В маслянистом лунном свете Валя ступала уверенно. Каменистая тропинка, попетляв, обогнула забор санатория и, как ручей в озеро, влилась в широкий отлогий склон, очерченный вдалеке горным лесом. Цикады глухо трещали, их варварская музыка стлалась над ночным миром.

Высокая луна плоско высвечивала поляну, куда Валю и Влада Гордина вывела тропинка и по которой они теперь шагали. Поляна была коротко острижена, с проплешинами. В светлое время здесь пасли скот, золотистые кругляки заскорузлых коровьих лепешек были разбросаны по коричневой земле. Поспевая за Валей, Влад немного досадовал, что луна светит так ярко и негде от нее укрыться: ни куста, ни камня. Шли молча. Посреди поляны Валя остановилась.

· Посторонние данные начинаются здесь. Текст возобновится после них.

PR #1494, opened 2022-12-28
feat: handle native enum casts

erikgaal:
Extends [my previous PR](https://github.com/nunomaduro/larastan/pull/1333), where I forgot to implement support for native enum casts.

**Changes**

**Breaking changes**

### DIFF
--- a/src/Properties/ModelCastHelper.php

– Давай посидим, – предложила Валя. – Здесь хорошо.

– Светло как… – пробормотал Влад, опускаясь на колючую землю.

– Все спят давно, – сказала Валя и улыбнулась безмятежно. – Или по кустам прячутся, кто не спит. – И круглым жарким плечом к Владу Гордину прислонилась.

И стало Владу Гордину не до света, не до жизни и не до смерти.

И Валя была нежна и деятельна, ладони ее скользили по плечам Влада, голова его наполнилась медовым светом, медовым и яблочным.

И плавно покалывали спину сухие ости травы.

И плыла легкая лодка где-то выше земли, по тихой воде.

Лодка без гребца.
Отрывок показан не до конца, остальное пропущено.